Assignment: Every record is to be restated exactly, with nothing left out.

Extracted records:
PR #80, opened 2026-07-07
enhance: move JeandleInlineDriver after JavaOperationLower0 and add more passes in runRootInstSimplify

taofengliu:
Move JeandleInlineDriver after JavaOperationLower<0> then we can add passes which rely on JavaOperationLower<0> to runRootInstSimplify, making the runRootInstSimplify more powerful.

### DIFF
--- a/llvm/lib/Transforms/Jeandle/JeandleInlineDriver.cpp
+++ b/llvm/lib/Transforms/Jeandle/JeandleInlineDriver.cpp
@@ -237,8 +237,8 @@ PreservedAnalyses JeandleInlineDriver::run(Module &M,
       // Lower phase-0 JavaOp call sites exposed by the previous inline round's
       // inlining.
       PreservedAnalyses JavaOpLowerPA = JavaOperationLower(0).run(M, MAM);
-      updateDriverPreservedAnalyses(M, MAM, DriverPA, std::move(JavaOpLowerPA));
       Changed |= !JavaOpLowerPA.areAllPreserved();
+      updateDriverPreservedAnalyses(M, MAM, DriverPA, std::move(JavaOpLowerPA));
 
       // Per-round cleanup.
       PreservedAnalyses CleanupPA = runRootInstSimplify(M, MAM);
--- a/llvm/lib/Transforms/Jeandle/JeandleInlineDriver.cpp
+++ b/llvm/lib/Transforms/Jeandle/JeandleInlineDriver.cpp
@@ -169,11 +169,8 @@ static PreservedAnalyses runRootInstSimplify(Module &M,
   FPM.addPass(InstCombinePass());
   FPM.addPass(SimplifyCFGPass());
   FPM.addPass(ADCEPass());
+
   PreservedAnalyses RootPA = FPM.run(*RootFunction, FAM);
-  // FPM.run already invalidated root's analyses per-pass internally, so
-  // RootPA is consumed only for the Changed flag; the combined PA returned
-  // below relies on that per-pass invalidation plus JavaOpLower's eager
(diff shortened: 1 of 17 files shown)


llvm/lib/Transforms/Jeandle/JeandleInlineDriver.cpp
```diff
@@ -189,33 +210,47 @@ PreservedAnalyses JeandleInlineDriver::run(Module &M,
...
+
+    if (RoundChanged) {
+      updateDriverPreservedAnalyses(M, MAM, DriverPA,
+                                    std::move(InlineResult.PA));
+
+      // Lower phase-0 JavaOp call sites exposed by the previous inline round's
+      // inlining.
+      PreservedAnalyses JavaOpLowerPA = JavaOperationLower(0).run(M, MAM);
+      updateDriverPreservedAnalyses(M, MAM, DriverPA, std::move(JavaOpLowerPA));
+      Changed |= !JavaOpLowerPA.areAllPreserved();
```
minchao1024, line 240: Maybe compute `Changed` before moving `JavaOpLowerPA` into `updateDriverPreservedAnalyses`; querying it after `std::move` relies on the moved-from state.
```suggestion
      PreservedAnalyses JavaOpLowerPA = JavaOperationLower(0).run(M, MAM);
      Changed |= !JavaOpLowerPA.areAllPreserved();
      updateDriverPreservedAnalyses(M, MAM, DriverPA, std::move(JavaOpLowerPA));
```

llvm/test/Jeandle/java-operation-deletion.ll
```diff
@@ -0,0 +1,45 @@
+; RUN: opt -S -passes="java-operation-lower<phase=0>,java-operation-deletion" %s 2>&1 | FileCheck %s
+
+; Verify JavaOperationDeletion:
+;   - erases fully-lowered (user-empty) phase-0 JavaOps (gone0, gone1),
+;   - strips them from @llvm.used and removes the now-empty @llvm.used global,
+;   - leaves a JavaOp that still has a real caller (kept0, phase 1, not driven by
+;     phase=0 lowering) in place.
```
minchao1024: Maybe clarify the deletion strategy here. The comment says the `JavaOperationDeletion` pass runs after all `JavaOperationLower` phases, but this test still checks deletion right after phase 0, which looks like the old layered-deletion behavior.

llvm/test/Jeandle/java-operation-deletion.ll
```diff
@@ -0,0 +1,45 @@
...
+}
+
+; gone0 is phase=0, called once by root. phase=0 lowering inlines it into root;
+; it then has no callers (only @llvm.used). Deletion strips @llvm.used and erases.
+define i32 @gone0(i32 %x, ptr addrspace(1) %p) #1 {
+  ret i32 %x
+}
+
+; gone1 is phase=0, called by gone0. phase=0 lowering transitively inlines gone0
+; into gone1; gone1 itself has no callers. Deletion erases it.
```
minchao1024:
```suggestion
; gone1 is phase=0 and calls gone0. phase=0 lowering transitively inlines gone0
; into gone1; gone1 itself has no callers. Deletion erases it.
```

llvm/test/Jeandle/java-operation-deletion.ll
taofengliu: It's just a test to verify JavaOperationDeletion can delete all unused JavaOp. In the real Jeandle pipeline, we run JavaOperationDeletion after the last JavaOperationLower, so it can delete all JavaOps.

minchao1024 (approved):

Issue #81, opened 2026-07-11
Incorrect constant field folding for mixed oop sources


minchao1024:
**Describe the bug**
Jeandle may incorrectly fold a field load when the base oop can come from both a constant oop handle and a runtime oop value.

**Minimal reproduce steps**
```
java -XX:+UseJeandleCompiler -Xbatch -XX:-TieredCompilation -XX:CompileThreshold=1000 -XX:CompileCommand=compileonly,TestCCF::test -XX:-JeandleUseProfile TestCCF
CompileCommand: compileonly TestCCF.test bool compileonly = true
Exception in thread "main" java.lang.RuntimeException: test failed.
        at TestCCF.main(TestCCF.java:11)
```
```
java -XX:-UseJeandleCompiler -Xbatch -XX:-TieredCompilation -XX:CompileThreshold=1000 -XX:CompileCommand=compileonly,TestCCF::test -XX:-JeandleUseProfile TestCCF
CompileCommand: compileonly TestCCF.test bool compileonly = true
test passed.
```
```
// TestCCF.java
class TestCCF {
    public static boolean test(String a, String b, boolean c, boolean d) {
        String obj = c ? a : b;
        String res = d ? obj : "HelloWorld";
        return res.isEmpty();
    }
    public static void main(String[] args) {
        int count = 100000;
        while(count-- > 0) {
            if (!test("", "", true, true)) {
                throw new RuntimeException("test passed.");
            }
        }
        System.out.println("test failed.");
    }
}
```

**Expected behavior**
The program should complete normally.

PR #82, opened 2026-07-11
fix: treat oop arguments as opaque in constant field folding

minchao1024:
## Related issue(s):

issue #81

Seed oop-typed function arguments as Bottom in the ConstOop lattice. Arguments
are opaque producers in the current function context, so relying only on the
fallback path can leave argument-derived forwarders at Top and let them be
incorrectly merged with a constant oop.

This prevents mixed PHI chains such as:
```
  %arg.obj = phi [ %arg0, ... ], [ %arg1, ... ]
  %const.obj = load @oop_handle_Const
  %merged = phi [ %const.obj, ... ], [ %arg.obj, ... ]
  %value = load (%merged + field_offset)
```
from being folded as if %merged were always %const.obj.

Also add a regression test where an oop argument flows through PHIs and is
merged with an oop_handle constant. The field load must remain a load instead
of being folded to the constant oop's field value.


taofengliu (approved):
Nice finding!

Solved problem:
PR #80, opened 2026-07-07
enhance: move JeandleInlineDriver after JavaOperationLower0 and add more passes in runRootInstSimplify

taofengliu:
Move JeandleInlineDriver after JavaOperationLower<0> then we can add passes which rely on JavaOperationLower<0> to runRootInstSimplify, making the runRootInstSimplify more powerful.

### DIFF
--- a/llvm/lib/Transforms/Jeandle/JeandleInlineDriver.cpp
+++ b/llvm/lib/Transforms/Jeandle/JeandleInlineDriver.cpp
@@ -237,8 +237,8 @@ PreservedAnalyses JeandleInlineDriver::run(Module &M,
       // Lower phase-0 JavaOp call sites exposed by the previous inline round's
       // inlining.
       PreservedAnalyses JavaOpLowerPA = JavaOperationLower(0).run(M, MAM);
-      updateDriverPreservedAnalyses(M, MAM, DriverPA, std::move(JavaOpLowerPA));
       Changed |= !JavaOpLowerPA.areAllPreserved();
+      updateDriverPreservedAnalyses(M, MAM, DriverPA, std::move(JavaOpLowerPA));
 
       // Per-round cleanup.
       PreservedAnalyses CleanupPA = runRootInstSimplify(M, MAM);
--- a/llvm/lib/Transforms/Jeandle/JeandleInlineDriver.cpp
+++ b/llvm/lib/Transforms/Jeandle/JeandleInlineDriver.cpp
@@ -169,11 +169,8 @@ static PreservedAnalyses runRootInstSimplify(Module &M,
   FPM.addPass(InstCombinePass());
   FPM.addPass(SimplifyCFGPass());
   FPM.addPass(ADCEPass());
+
   PreservedAnalyses RootPA = FPM.run(*RootFunction, FAM);
-  // FPM.run already invalidated root's analyses per-pass internally, so
-  // RootPA is consumed only for the Changed flag; the combined PA returned
-  // below relies on that per-pass invalidation plus JavaOpLower's eager
(diff shortened: 1 of 17 files shown)


llvm/lib/Transforms/Jeandle/JeandleInlineDriver.cpp
```diff
@@ -189,33 +210,47 @@ PreservedAnalyses JeandleInlineDriver::run(Module &M,
...
+
+    if (RoundChanged) {
+      updateDriverPreservedAnalyses(M, MAM, DriverPA,
+                                    std::move(InlineResult.PA));
+
+      // Lower phase-0 JavaOp call sites exposed by the previous inline round's
+      // inlining.
+      PreservedAnalyses JavaOpLowerPA = JavaOperationLower(0).run(M, MAM);
+      updateDriverPreservedAnalyses(M, MAM, DriverPA, std::move(JavaOpLowerPA));
+      Changed |= !JavaOpLowerPA.areAllPreserved();
```
minchao1024, line 240: Maybe compute `Changed` before moving `JavaOpLowerPA` into `updateDriverPreservedAnalyses`; querying it after `std::move` relies on the moved-from state.
```suggestion
      PreservedAnalyses JavaOpLowerPA = JavaOperationLower(0).run(M, MAM);
      Changed |= !JavaOpLowerPA.areAllPreserved();
      updateDriverPreservedAnalyses(M, MAM, DriverPA, std::move(JavaOpLowerPA));
```

llvm/test/Jeandle/java-operation-deletion.ll
```diff
@@ -0,0 +1,45 @@
+; RUN: opt -S -passes="java-operation-lower<phase=0>,java-operation-deletion" %s 2>&1 | FileCheck %s
+
+; Verify JavaOperationDeletion:
+;   - erases fully-lowered (user-empty) phase-0 JavaOps (gone0, gone1),
+;   - strips them from @llvm.used and removes the now-empty @llvm.used global,
+;   - leaves a JavaOp that still has a real caller (kept0, phase 1, not driven by
+;     phase=0 lowering) in place.
```
minchao1024: Maybe clarify the deletion strategy here. The comment says the `JavaOperationDeletion` pass runs after all `JavaOperationLower` phases, but this test still checks deletion right after phase 0, which looks like the old layered-deletion behavior.

llvm/test/Jeandle/java-operation-deletion.ll
```diff
@@ -0,0 +1,45 @@
...
+}
+
+; gone0 is phase=0, called once by root. phase=0 lowering inlines it into root;
+; it then has no callers (only @llvm.used). Deletion strips @llvm.used and erases.
+define i32 @gone0(i32 %x, ptr addrspace(1) %p) #1 {
+  ret i32 %x
+}
+
+; gone1 is phase=0, called by gone0. phase=0 lowering transitively inlines gone0
+; into gone1; gone1 itself has no callers. Deletion erases it.
```
minchao1024:
```suggestion
; gone1 is phase=0 and calls gone0. phase=0 lowering transitively inlines gone0
; into gone1; gone1 itself has no callers. Deletion erases it.
```

llvm/test/Jeandle/java-operation-deletion.ll
taofengliu: It's just a test to verify JavaOperationDeletion can delete all unused JavaOp. In the real Jeandle pipeline, we run JavaOperationDeletion after the last JavaOperationLower, so it can delete all JavaOps.

minchao1024 (approved):

Issue #81, opened 2026-07-11
Incorrect constant field folding for mixed oop sources


minchao1024:
**Describe the bug**
Jeandle may incorrectly fold a field load when the base oop can come from both a constant oop handle and a runtime oop value.

**Minimal reproduce steps**
```
java -XX:+UseJeandleCompiler -Xbatch -XX:-TieredCompilation -XX:CompileThreshold=1000 -XX:CompileCommand=compileonly,TestCCF::test -XX:-JeandleUseProfile TestCCF
CompileCommand: compileonly TestCCF.test bool compileonly = true
Exception in thread "main" java.lang.RuntimeException: test failed.
        at TestCCF.main(TestCCF.java:11)
```
```
java -XX:-UseJeandleCompiler -Xbatch -XX:-TieredCompilation -XX:CompileThreshold=1000 -XX:CompileCommand=compileonly,TestCCF::test -XX:-JeandleUseProfile TestCCF
CompileCommand: compileonly TestCCF.test bool compileonly = true
test passed.
```
```
// TestCCF.java
class TestCCF {
    public static boolean test(String a, String b, boolean c, boolean d) {
        String obj = c ? a : b;
        String res = d ? obj : "HelloWorld";
        return res.isEmpty();
    }
    public static void main(String[] args) {
        int count = 100000;
        while(count-- > 0) {
            if (!test("", "", true, true)) {
                throw new RuntimeException("test passed.");
            }
        }
        System.out.println("test failed.");
    }
}
```

**Expected behavior**
The program should complete normally.

PR #82, opened 2026-07-11
fix: treat oop arguments as opaque in constant field folding

minchao1024:
## Related issue(s):

issue #81

Seed oop-typed function arguments as Bottom in the ConstOop lattice. Arguments
are opaque producers in the current function context, so relying only on the
fallback path can leave argument-derived forwarders at Top and let them be
incorrectly merged with a constant oop.

This prevents mixed PHI chains such as:
```
  %arg.obj = phi [ %arg0, ... ], [ %arg1, ... ]
  %const.obj = load @oop_handle_Const
  %merged = phi [ %const.obj, ... ], [ %arg.obj, ... ]
  %value = load (%merged + field_offset)
```
from being folded as if %merged were always %const.obj.

Also add a regression test where an oop argument flows through PHIs and is
merged with an oop_handle constant. The field load must remain a load instead
of being folded to the constant oop's field value.


taofengliu (approved):
Nice finding!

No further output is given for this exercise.